Restricted shares have been around for 100 years. They are a grant of shares, or Restricted Share Units, that vest with continued service, or over time, and are not subject to explicit performance requirements. All of the world’s largest technology companies provide them. Many of the ASX 50 provide restricted shares to executives and other employees fortunate enough not to be disclosed as Key Management Personnel. About 25 FTSE 500 companies have restricted shares for executives. Last year saw new grants by a few well-regarded ASX-listed companies of executive KMP restricted shares, or RSUs, including CBA, Origin Energy, Boral, Vicinity, and Zip, with mixed results.

There are several reasons to consider executive restricted share grants for some companies. Likewise, there are many companies and situations whereby restricted share grants are unnecessary, and/or difficult to justify. This will be an area of focus for us in forthcoming articles. But, for now, applications of restricted share grants to executives facing the Great Uncertainty may be legitimate and appropriate. For those considering this path, be aware that proxy advisers and investors lag in their thinking, not yet connecting such things as market, technology and ESG uncertainties with alternative remuneration frameworks that work better for aligned long term outcomes.

Nevertheless, we expect a few more restricted share plans in 2021 and following years.

Proxy advisers

Proxy advisers and institutional investors will continue to have a moderating influence, but their policies will remain suitable only for the slow-growth, less volatile ASX 200 companies. The proportion of these in the ASX 200 are diminishing under the weight of market gyrations and new technologies. But it is difficult to see how proxy advisers can easily amend or invest in their business models to become more nuanced in making judgements on whether to support remuneration policies and executive equity grants.

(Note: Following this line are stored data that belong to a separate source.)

PR #2971, opened 2026-05-28
Remove `TRANSFER_SRC_BIT` from virtual swapchain images

marius-pelegrin-arm:
At replay time, the `VulkanVirtualSwapchain` creates it's underlying swapchain by adding `VK_IMAGE_USAGE_TRANSFER_SRC_BIT` and `VK_IMAGE_USAGE_TRANSFER_DST_BIT`.

`DST` is necessary because of the copy from the virtual image to the actual swapchain image.
However, `SRC` is not useful, as the swapchain image are never read back. In particular, I think this was set for screenshot handling, but screenshot is done on the virtual image, not the actual swapchain image.


fabian-lunarg (approved):
agreed

PR #2972, opened 2026-05-28
Fix renderpass image layout tracking in vulkan replay consumer

bartosz-muszarski-arm:
Currently replay tracks render pass attachment finalLayout at vkCmdBeginRenderPass(2) and updates command-buffer image layout state before the render pass had actually ended. 
This is problematic because:
* finalLayout only becomes valid when the render pass ends
* tracking it at begin made replay think attachments had already left their in-pass layout
* tracked image layout can be wrong while a render pass was still active

This showed up as incorrect layout state for render pass attachments and resulted in visual corruptions in rebind path. 

This change:
* Keeps track of the active render pass, framebuffer, and resolved attachment image views during vkCmdBeginRenderPass(2)
* Applies attachment finalLayout to tracked image state only on vkCmdEndRenderPass(2).

### DIFF
--- a/framework/decode/vulkan_object_info.h
+++ b/framework/decode/vulkan_object_info.h
@@ -692,6 +692,9 @@ struct VulkanCommandBufferInfo : public VulkanPoolObjectInfo<VkCommandBuffer>
 {
     bool                                                      is_frame_boundary{ false };
     std::vector<format::HandleId>                             frame_buffer_ids;
+    format::HandleId                                          active_render_pass_id{ format::kNullHandleId };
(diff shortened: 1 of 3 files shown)


fabian-lunarg (approved):
agree with the fix.
added two small consolidation/cleanup commits (code-reuse, unreachable code).

also very nice:
the PR also fixes a latent bug in `OverrideCmdBeginRenderPass2`.                                                                                                                                                                                                                                                       
it was missing the pNext-lookup for `VK_FRAMEBUFFER_CREATE_IMAGELESS_BIT` (OverrideCmdBeginRenderPass was fine)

Despite this, remuneration structures that moderate risk necessarily have to differ from those that focus on entrepreneurial growth. Both sorts of structures have been and will continue to be evident given the dispersion of investor money spilling into both buckets.

Board fee increases

The FY20 median increase in remuneration was 0.43% for chairmen and 1.63% for other NEDs from disclosures (see HERE).

Given the Great Uncertainty, FY21 NED fee increases should be similar, between 0.5% and 1% for chairmen and NEDs. However, there will be a significant variation in ranges of increase. A significant proportion of the ASX 200 benefitted from COVID-19 tailwinds. With growth comes complexity and the need for skilled and knowledgeable NEDs. For technology companies this will often require overseas-based NEDs in markets providing more lucrative fees for less work in the same time zone. These same companies will take a lead in providing equity in lieu of cash fees as is de riguer in the US technology sector, but currently only emulated by a few non-technology ASX 300 companies.

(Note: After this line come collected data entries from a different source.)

PR #2976, opened 2026-05-30
Vdr fixes for 3d images

panos-lunarg:
Fixes dumping of 3D images. Now all depth indices of 3D images are dumped in a separate file.


tools/replay/parse_dump_resources_cli.cpp
```diff
@@ -321,6 +322,49 @@ static void ExtractVulkanDumpResourcesParameters(const nlohmann::ordered_json
...
+                                                 const std::string&  alternative_end_range_name,
+                                                 uint32_t            cmd_index,
+                                                 uint32_t            set,
+                                                 uint32_t            binding,
+                                                 uint32_t            ai)
+{
+    uint32_t count;
+    if (!json_it.contains(range_name))
+    {
+        count = std::numeric_limits<uint32_t>::max();
```
MarkY-LunarG: You could just set this during the initialization of count on line 334.  Then you could remove the set here and in line 348.

framework/decode/vulkan_replay_dump_resources_common.cpp
```diff
@@ -386,18 +386,38 @@ VkResult DumpImage(DumpedImage&                         dumped_image,
...
+    graphics::AspectFlagsToFlagBits(modified_subresource_range.aspect_mask, aspects);
 
-    const uint32_t total_subresources = GFXRECON_NARROWING_CAST(
-        uint32_t, (aspects.size() * (modified_subresource_range.layerCount * modified_subresource_range.levelCount)));
+    const VkExtent3D scaled_extent = (scale != 1.0f && scaling_supported)
+                                         ? graphics::ScaleExtent3DNoDepth(image_info->extent, scale)
+                                         : image_info->extent;
 
-    data.resize(total_subresources);
+    const bool is_3d = image_info->type == VK_IMAGE_TYPE_3D;
```
MarkY-LunarG, line 399: Is it only 3d textures that behave like this or do layered cube-map textures also behave similarly?

MarkY-LunarG (approved):

framework/decode/vulkan_replay_dump_resources_common.cpp
panos-lunarg: No. The difficulty is with 3d images as each mip, in the same fashion as width and height halves in each level, the same happens with depth. So each mip has different number of depth indices. Calculating the total number requires a for loop.

Multi layered images are simpler as the number of layers remain the same in each mip level.

tools/replay/parse_dump_resources_cli.cpp
panos-lunarg: done

PR #2977, opened 2026-06-01
Fix bad `PointerDecoder` usage

marius-pelegrin-arm:
For Vulkan function that follows the following usage:
```
// Get objectCount value from the driver
uint32_t objectCount;
vkGetObject(..., &objectCount, nullptr);

// Get objects from the driver
VkObject objects[objectCount]
vkGetObject(..., &objectCount, objects);
```

The override in VulkanReplayConsumer base should ALWAYS use the corresponding `GetOutputPointer()` for the replay time count/object and `GetPointer()` to get the capture time count/object.

Some functions were badly using `GetPointer()` for the replay time count/object leading to errors when using the queried lists.


fabian-lunarg (approved):
> ... should ALWAYS use the corresponding GetOutputPointer() for the replay time count/object and GetPointer() to get the capture time count/object

agree and approve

Other boards have had to temporarily work extraordinary hours to respond to market challenges during COVID-19. So some will receive fees reflecting extra exertion outside of policy. Most will not.

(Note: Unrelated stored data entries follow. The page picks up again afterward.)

PR #2978, opened 2026-06-01
Restore synchronization on `vkGetQueryPoolResults` and `vkGetEventStatus`

marius-pelegrin-arm:
PR #2723 removed busy-wait loops for cases where `vkGetQueryPoolResults` and `vkGetEventStatus` were successful at capture time but not at replay time.

It's true that busy looping is to be avoided, and that the former implementation was not even working anyway due to the "max retry" threshold.
However, we still need to make sure that the replayer doesn't break the synchronization scheme of the overall workload: if the original application was using `vkGetEventStatus` to make sure a Vulkan resource is not in use anymore before reusing it in further Vulkan calls, we need to make sure that any call to `vkGetEventStatus` that was successful at capture time is also successful at replay time (and the same for `vkGetQueryPoolResults`), the same way it is done for `vkGetFenceStatus`.

For `vkQueryPoolResults`, I propose to use `VK_QUERY_RESULT_WAIT_BIT`, which makes the request blocking.

For `vkGetEventStatus`, as there is no equivalent flag or `vkWaitForEvent` function, I propose to re-implement the busy-waiting with the following changes:
- No "max retry" anymore, it continues for as long as necessary
- A thread sleep of 100us between every "retry". At the time scale of a GPU, this is slow enough to avoid spamming the call millions of times, and fast enough to avoid stuttering the entire replay.

This is not a perfect solution, but this solution actually guarantees correct synchronization for single-threaded applications using these calls, and attempts to minimize the CPU impact of the busy-waiting.

### DIFF
--- a/framework/decode/vulkan_replay_consumer_base.cpp
+++ b/framework/decode/vulkan_replay_consumer_base.cpp
@@ -82,6 +82,10 @@ GFXRECON_BEGIN_NAMESPACE(decode)
 constexpr char kUnknownDeviceLabel[]  = "<Unknown>";
 constexpr char kValidationLayerName[] = "VK_LAYER_KHRONOS_validation";
 
+// vkGetEventStatus 'can' be used for synchronization, but cannot be (host-)waited on.
+// we poll until receiving VK_EVENT_SET, when the capture returned it.
+constexpr auto kGetEventStatusPollInterval = std::chrono::microseconds(100);
+
 const std::unordered_set<std::string> kSurfaceExtensions = {
     VK_KHR_ANDROID_SURFACE_EXTENSION_NAME,  VK_MVK_IOS_SURFACE_EXTENSION_NAME,
     VK_MVK_MACOS_SURFACE_EXTENSION_NAME,    VK_KHR_MIR_SURFACE_EXTENSION_NAME,
@@ -4311,17 +4315,18 @@ VkResult VulkanReplayConsumerBase::OverrideGetEventStatus(PFN_vkGetEventStatus  
 
     VkResult result = func(device, event);
 
-    util::BeginInjectedCommands();
-
-    // If the query was successful at capture time, it MUST be successful at replay time, to avoid sync issues
-    while (original_result == VK_EVENT_SET && result == VK_EVENT_RESET)
+    // If the query was successful at capture time, it MUST be successful at replay time, to avoid sync issues.
+    // There is no host wait-primitive for events, so poll.
+    if (original_result == VK_EVENT_SET && result == VK_EVENT_RESET)
     {
-        std::this_thread::sleep_for(std::chrono::microseconds(100)); // Avoid true busy waiting
-        result = func(device, event);
+        util::BeginInjectedCommands();
+        while (result == VK_EVENT_RESET)
+        {
+            std::this_thread::sleep_for(kGetEventStatusPollInterval);
+            result = func(device, event);
+        }
+        util::EndInjectedCommands();
     }
-
-    util::EndInjectedCommands();
-
     return result;
 }
 
--- a/framework/decode/vulkan_replay_consumer_base.cpp
+++ b/framework/decode/vulkan_replay_consumer_base.cpp
@@ -69,8 +69,10 @@
 #include "Vulkan-Utility-Libraries/vk_format_utils.h"
 
 #include <algorithm>
+#include <chrono>
 #include <limits>
 #include <numeric>
+#include <thread>
 #include <unordered_set>
 #include <future>
 
@@ -93,7 +95,7 @@ const std::unordered_set<std::string> kSurfaceExtensions = {
 const std::unordered_set<std::string> kTrimStateSetupDeviceExtensions = { VK_EXT_SHADER_STENCIL_EXPORT_EXTENSION_NAME };
 
 const std::unordered_set<std::string> kFunctionsAllowedToReturnDifferentCodeThanCapture = {
-    "vkSetDebugUtilsObjectNameEXT", "vkSetDebugUtilsObjectTagEXT", "vkGetQueryPoolResults", "vkGetEventStatus"
+    "vkSetDebugUtilsObjectNameEXT", "vkSetDebugUtilsObjectTagEXT"
 };
 
 // LUT containing an allow-list of differing Vulkan return-types (mapping: capture -> replay)
@@ -104,7 +106,8 @@ const std::unordered_map<VkResult, VkResult> kResultValuesAllowedDifferentCodeTh
     { VK_ERROR_OUT_OF_DATE_KHR, VK_SUCCESS },
     { VK_SUBOPTIMAL_KHR, VK_SUCCESS },
     { VK_ERROR_FORMAT_NOT_SUPPORTED, VK_SUCCESS },
-    { VK_ERROR_OUT_OF_POOL_MEMORY, VK_SUCCESS }
+    { VK_ERROR_OUT_OF_POOL_MEMORY, VK_SUCCESS },
+    { VK_EVENT_RESET, VK_EVENT_SET }
 };
 
 static VKAPI_ATTR VkBool32 VKAPI_CALL DebugReportCallback(VkDebugReportFlagsEXT      flags,
@@ -4296,6 +4299,32 @@ VkResult VulkanReplayConsumerBase::OverrideGetFenceStatus(PFN_vkGetFenceStatus  
     return result;
 }
 
+VkResult VulkanReplayConsumerBase::OverrideGetEventStatus(PFN_vkGetEventStatus    func,
+                                                          VkResult                original_result,
+                                                          const VulkanDeviceInfo* device_info,
+                                                          const VulkanEventInfo*  event_info)
+{
+    GFXRECON_ASSERT(device_info != nullptr && event_info != nullptr);
+
+    VkDevice device = device_info->handle;
+    VkEvent  event  = event_info->handle;
+
+    VkResult result = func(device, event);
+
+    util::BeginInjectedCommands();
+
+    // If the query was successful at capture time, it MUST be successful at replay time, to avoid sync issues
+    while (original_result == VK_EVENT_SET && result == VK_EVENT_RESET)
+    {
+        std::this_thread::sleep_for(std::chrono::microseconds(100)); // Avoid true busy waiting
+        result = func(device, event);
+    }
+
+    util::EndInjectedCommands();
+
+    return result;
+}
+
 VkResult VulkanReplayConsumerBase::OverrideGetQueryPoolResults(PFN_vkGetQueryPoolResults  func,
                                                                VkResult                   original_result,
                                                                const VulkanDeviceInfo*    device_info,
@@ -4313,6 +4342,12 @@ VkResult VulkanReplayConsumerBase::OverrideGetQueryPoolResults(PFN_vkGetQueryPoo
 
     VkDevice    device     = device_info->handle;
     VkQueryPool query_pool = query_pool_info->handle;
+
+    // If the query was successful at capture time, it MUST be successful at replay time, to avoid sync issues
+    if (original_result == VK_SUCCESS)
+    {
+        flags |= VK_QUERY_RESULT_WAIT_BIT;
+    }
 
     const VkResult result =
         func(device, query_pool, firstQuery, queryCount, dataSize, pData->GetOutputPointer(), stride, flags);
--- a/framework/decode/vulkan_replay_consumer_base.h
+++ b/framework/decode/vulkan_replay_consumer_base.h
@@ -689,6 +689,11 @@ class VulkanReplayConsumerBase : public VulkanConsumer
                                     const VulkanDeviceInfo* device_info,
                                     const VulkanFenceInfo*  fence_info);
 
+    VkResult OverrideGetEventStatus(PFN_vkGetEventStatus    func,
+                                    VkResult                original_result,
+                                    const VulkanDeviceInfo* device_info,
+                                    const VulkanEventInfo*  event_info);
+
     VkResult OverrideGetQueryPoolResults(PFN_vkGetQueryPoolResults  func,
                                          VkResult                   original_result,
                                          const VulkanDeviceInfo*    device_info,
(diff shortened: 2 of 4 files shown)


fabian-lunarg:
> For vkQueryPoolResults, I propose to use VK_QUERY_RESULT_WAIT_BIT, which makes the request blocking.

there already was a back/forth with the exact change you propose.
in short, I thought the same, applied it, shortly after we pinned regressions with existing captures to the change and reverted. the symptom would be an infinite hang in `vkQueryPoolResults` during replay. 
it was my bad I didn't leave an explanatory comment pointing at [the previous attempt](https://github.com/LunarG/gfxreconstruct/pull/2533) (which partially got reverted [here](https://github.com/LunarG/gfxreconstruct/pull/2681)).

for `vkGetEventStatus`, wrt.
> No "max retry" anymore, it continues for as long as necessary

I would fear the same would happen, it could just busy-wait / block on the call infinitely.

the nature of those hanging captures also involved non-determinism, sometimes not showing problems at all.
it really strikes me the order of calls, when subject to multiple threads during capture, is crucial here.
replay is single-threaded/serial, so we basically circumvent waiting on 'signals' that were never (or not yet) emitted.

per-mathisen-arm:
I'm pretty sure that the standard disallows the possibility of infinite hangs for conformant code for both events and queries. That is, you are not allowed to wait for unsubmitted queries, fences or events, and once they are submitted, waiting for them will eventually either complete or hard-fail - either way it will not cause an infinite wait. In what cases have you seen otherwise?

per-mathisen-arm:
On the flip side, *not* waiting *will* cause issues for conformant code for sure and only luck with timings will prevent crashes and corruptions.

fabian-lunarg:
> In what cases have you seen otherwise?

the issue was with an existing capture of an AAA title and was reproduced on windows/AMD.
I don't know of other cases.
it's entirely possible that we were in fact dealing with an ICD issue. 

> not waiting will cause issues for conformant code for sure

I agree and would summarize what happened as:
a perceived regression was pinned to the original commit 
and I could not present an actual, existing problem I solved with `VK_QUERY_RESULT_WAIT_BIT`.
so I think a solid reproduction case would be very valuable.

per-mathisen-arm:
I created a microbenchmark test for this issue: https://github.com/ARM-software/tracetooltests/blob/main/src/vulkan_compute_wait.cpp - run with frame boundary, then screenshot frame 1 to get red image and frame 2 to get green image. If the last image is red, then you hit a synchronization issue.

fabian-lunarg:
> I created a microbenchmark test for this issue: https://github.com/ARM-software/tracetooltests/blob/main/src/vulkan_compute_wait.cpp - run with frame boundary, then screenshot frame 1 to get red image and frame 2 to get green image. If the last image is red, then you hit a synchronization issue.

ok, nice. I was able to confirm your point using this test. 

creating two captures like:

```
export BENCHMARKING_ENABLE_JSON='{"target":"vulkan_compute_wait","capabilities":{"frameless":false}}'
# event capture  → vkGetEventStatus path
GFXRECON_CAPTURE_FILE=event.gfxr ./cmake-build-release/vulkan_compute_wait -wt completion-event -D 0

# query capture  → vkGetQueryPoolResults + WAIT_BIT path
GFXRECON_CAPTURE_FILE=query.gfxr ./cmake-build-release/vulkan_compute_wait -wt query-pool -D 0
```
and replaying with dev vs. this PR proofs the synchronization is corrected here. 
I mean, we agreed on this already, but now it's so much better than my previous handwaving.

this leaves only trying to reproduce the above mentioned hang, but I hope we rule out that concern too.

framework/decode/vulkan_replay_consumer_base.cpp
```diff
@@ -93,7 +95,7 @@ const std::unordered_set<std::string> kSurfaceExtensions = {
 const std::unordered_set<std::string> kTrimStateSetupDeviceExtensions = { VK_EXT_SHADER_STENCIL_EXPORT_EXTENSION_NAME };
 
 const std::unordered_set<std::string> kFunctionsAllowedToReturnDifferentCodeThanCapture = {
-    "vkSetDebugUtilsObjectNameEXT", "vkSetDebugUtilsObjectTagEXT", "vkGetQueryPoolResults", "vkGetEventStatus"
```
fabian-lunarg, line 96: removing `vkGetQueryPoolResults` here is fine (because we wait),
but removing `vkGetEventStatus` would reintroduce log-spam we already fixed,
e.g.
`WARNING - vkGetEventStatus returned ... VK_EVENT_SET that does not match the result from the capture file: VK_EVENT_RESET` is a legit+high-frequency case

so, we need to suppress at least that by adding to the `kResultValuesAllowedDifferentCodeThanCapture` LUT-below: `{VK_EVENT_RESET → VK_EVENT_SET}`

marius-pelegrin-arm: Actually I think even for vkGetQueryPoolResults it's not good, because we can be ready when it was not at capture time.
MB, I will fix that.

marius-pelegrin-arm: I will also add vkGetFenceStatus and vkWaitForFences, same reason

marius-pelegrin-arm: Oh, my bad again, I misunderstood what this list was and how the CheckResult function uses it.
Yes, these functions need to be removed from the list and `{VK_EVENT_RESET → VK_EVENT_SET}` needs to be added to the LUT

framework/decode/vulkan_replay_consumer_base.cpp
```diff
@@ -4296,6 +4246,32 @@ VkResult VulkanReplayConsumerBase::OverrideGetFenceStatus(PFN_vkGetFenceStatus
...
+
+    VkDevice device = device_info->handle;
+    VkEvent  event  = event_info->handle;
+
+    VkResult result = func(device, event);
+
+    util::BeginInjectedCommands();
+
+    // If the query was successful at capture time, it MUST be successful at replay time, to avoid sync issues
+    while (original_result == VK_EVENT_SET && result == VK_EVENT_RESET)
```
fabian-lunarg: I'd like to suggest an addition here.

the unbounded loop is a risk and I suspect could cause hangs in the wild.
like possible reasons in my mind include:
- capture-thread ordering vs. serialized replay
- ICD quirks
- skipped / failed submissions at replay
- trimmed captures 'could' miss device-set events

short, we should have an escape/timeout here.
it doesn't hurt the normal case but assures we won't hang.
instead of hanging we accept a possible desync in this case and fall back to warn-and-continue.

that should be the best of both worlds.
also we should avoid the magic-numbers and add to the top e.g.:

```
constexpr auto kGetEventStatusPollInterval = std::chrono::microseconds(100);
constexpr auto kGetEventStatusTimeout      = std::chrono::seconds(5);
```
if you're happy with that, I can add a commit

per-mathisen-arm: I would like to challenge you to come up with a an actual scenario in which Vulkan can deadlock here. According to my reading of the spec, this is not supposed to be possible. You cannot submit work that relies on not yet submitted work. All work will eventually resolve, even if we serialize all threads and all work. (And I really wanted to prove that my work on enabling multithreading was necessary, not just a nice to have performance improvement. But I could not.)

I have already implemented submissions skipping (see my blackhole PR), and this also does not raise synchronization issues. And if a queue submit fails only during replay... you already have bigger problems (this is just not recoverable).

Finally, a 5 seconds timeout may sound like an eternity but there are platforms that run not frames per second but hours per frame. I would really want to avoid having to specify different timeout parameter sets for different platforms.

fabian-lunarg: > a 5 seconds timeout may sound like an eternity but there are platforms that run not frames per second but hours per frame

ok, I hadn't considered this case. it's a strong argument against the timeout.

fabian-lunarg: otherwise, alright, you got me convinced. 
the ordering when `vkGetEventStatus` returned `VK_EVENT_SET` during capture **has** to line up.
I was thinking in direction of potential missing/unfinished `vkCmdSetEvent` during trimming.
but that looks fine too in `VulkanStateWriter::WriteState`.

> I really wanted to prove that my work on enabling multithreading was necessary, not just a nice to have performance improvement. But I could not

that's interesting. I was still under the impression we should see issues here, under certain conditions.

finally, I guess my original concern was more with driver behavior on the WAIT_BIT / query-pool path,
and not here.

this leaves just two things for this code-location:
- a `constexpr auto kGetEventStatusPollInterval = std::chrono::microseconds(100);` instead of hardcoding
- util::BeginInjectedCommands(); / util::EndInjectedCommands(); should be avoided when we're not polling

fabian-lunarg:
ok, a new day, some additional input. back to the challenge around `vkGetEventStatus` and the unbounded loop termination.

I raised the concern that the loop 'could' hang infinitely in presence of inflight submissions of `vkCmdSetEvent`.
discussing with @davidd-lunarg he brought forward a similar concern and gave this example:

```
cmdBufSetEvent1 be a command buffer that sets VkEvent event1
cmdBufResetEvent1 be a command buffer that resets VkEvent event1

vkQueueSubmit(cmdBufSetEvent1)
...
vkQueueSubmit(cmdBufResetEvent1)
vkGetEventStatus
    Capture: VK_EVENT_SET (cmdBufResetEvent1 not yet completed)
    Replay: VK_EVENT_RESET (cmdBufResetEvent1 already completed)
```

thinking about @per-mathisen-arm 's statement, we do agree on:

> You cannot submit work that relies on not yet submitted work. All work will eventually resolve, even if we serialize all threads and all work

but that doesn't imply it will resolve on EVENT_SET. in the example we got `vkCmdSetEvent(E)` and `vkCmdResetEvent(E)` both in-flight. No later set (vkCmd/vkSetEvent) re-signals the event after that reset.
same/different cmd-buffers make no difference.
same/different queue make only a minor difference, affecting if the final state is deterministic.

on host-side we invoke `vkGetEventStatus` without any gpu-sync like fences, `vkDeviceWaitIdle`, etc.
its placement relative to the set -> reset transitions is timing-dependent, so 'can' differ in capture vs. replay.
this is a race-condition and could yield an in-between `VK_EVENT_SET` ... or not. 

-> whenever we read EVENT_SET during capture, but the replay sees (the terminal) EVENT_RESET we will loop forever.

fabian-lunarg:
to prove our point I went ahead and turned above scenario into a tracetooltest `vulkan_event_hang`:
-> https://github.com/fabian-lunarg/tracetooltests/blob/fabian_get_event_status_hang/src/vulkan_event_hang.cpp

I captured this test and replayed using this PR-branch, yielding the exact hang we predicted, at:

```
__syscall_cancel_arch
gfxrecon::decode::VulkanReplayConsumerBase::OverrideGetEventStatus vulkan_replay_consumer_base.cpp:4325
gfxrecon::decode::VulkanReplayConsumer::Process_vkGetEventStatus generated_vulkan_replay_consumer.cpp:1249
...
```
so, that leaves us with:
- Per was able to show that the wait/poll is required for correct synchronization.
- we demonstrate that an unbounded loop is unsafe and will hang under certain conditions.
- we already tried to bound the polling via max-retries, which we agree was a failed attempt.
- the only other option to bound it would be timeout, which, when fixed as e.g. 5s, would be problematic in an 'hours per frame' scenario

so, how do we want to bound this? are there other options?

fabian-lunarg:
> so, how do we want to bound this? are there other options?

and I think the answer to that is adding event-tracking during replay.
we need to track all event set/reset, host+device, 2ndary command-buffers and both QueueSubmit flavours.
we would guard the polling based on the tracked event's 'terminal state' (still vulnerable to unsynchronized cross-queue set/reset of same event + host GetEventStatus, but 'seems' very rare)

per-mathisen-arm:
Well, this is interesting. Nice to see a microbenchmark for it! I think this boils down to a fundamental spec issue where a capture layer simply does not have enough information to correctly replay (there should have been a vkWaitForEvent(device, event, state) command instead). Hopefully new code will use timeline semaphores rather than events for host synchronization. I am not sure how we can solve this for existing code. For maximum correctness, we would have a timeout that leads to a vkDeviceWaitIdle ... but that could lead to some very surprising performance issues. Will have to think about it.

fabian-lunarg:
> ... boils down to a fundamental spec issue where a capture layer simply does not have enough information to correctly replay

definitely a shortcoming here wrt. API-design (combined w. the practice to synchronize based on cpu-retrieved event-status).

but for the hang demonstrated above:

> I think the answer to that is adding event-tracking during replay

which I flashed out on another branch, tracking any/all event-set/reset API calls and guarding the loop
when the 'terminal-state' doesn't line up.
-> https://github.com/fabian-lunarg/gfxreconstruct/tree/fabian_event_tracking_poll_guard

using this branch I was able to replay my local capture of the [vulkan_event_hang.cpp](https://github.com/fabian-lunarg/tracetooltests/blob/fabian_get_event_status_hang/src/vulkan_event_hang.cpp) test, circumventing the hang,
issuing warnings instead (about wrong `vkGetEventStatus` return-type).
so I'm suggesting to pick the latest commit from that branch into the PR, but let me examine this a bit more before that.

last but not least, I'm now revisiting said capture that showed blocking-issues w. `vkGetQueryPoolResults`
so we got the complete picture here.

fabian-lunarg:
> last but not least, I'm now revisiting said capture that showed blocking-issues w. vkGetQueryPoolResults
so we got the complete picture here.

-> using a trimmed capture on win11/AMD Radeon (RX 9070 XT, driver: 25.30.17, vulkan-driver 2.0.373), `vkGetQueryPoolResults` w. proposed/added `VK_QUERY_RESULT_WAIT_BIT` hangs right after trim-state-setup.
replay using current dev shows no issues.

the driver is from 08.01.2026. 
I would be interested if the hang is also present on most current drivers, but I'm not able to switch drivers.

either way, this demonstrates the change wrt. `VK_QUERY_RESULT_WAIT_BIT` also introduces risk of hangs
under certain conditions.

fabian-lunarg:
closed in favor of https://github.com/LunarG/gfxreconstruct/pull/3235 (commit got carried over)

There is no indication that rates of NED increase will change significantly.

Concluding remarks

2021 will be a challenging year. This will not just be because many executives and directors will face another year of frozen fixed pay. Rather it will be about developing and implementing meaningful executive pay frameworks that work; that adapt to uncertainty, that align executives’ needs with those of the company and its shareholders, that respond to short-term opportunity and challenges, while dealing with company viability for a term beyond the usual 3-year long-term performance measurement cycle.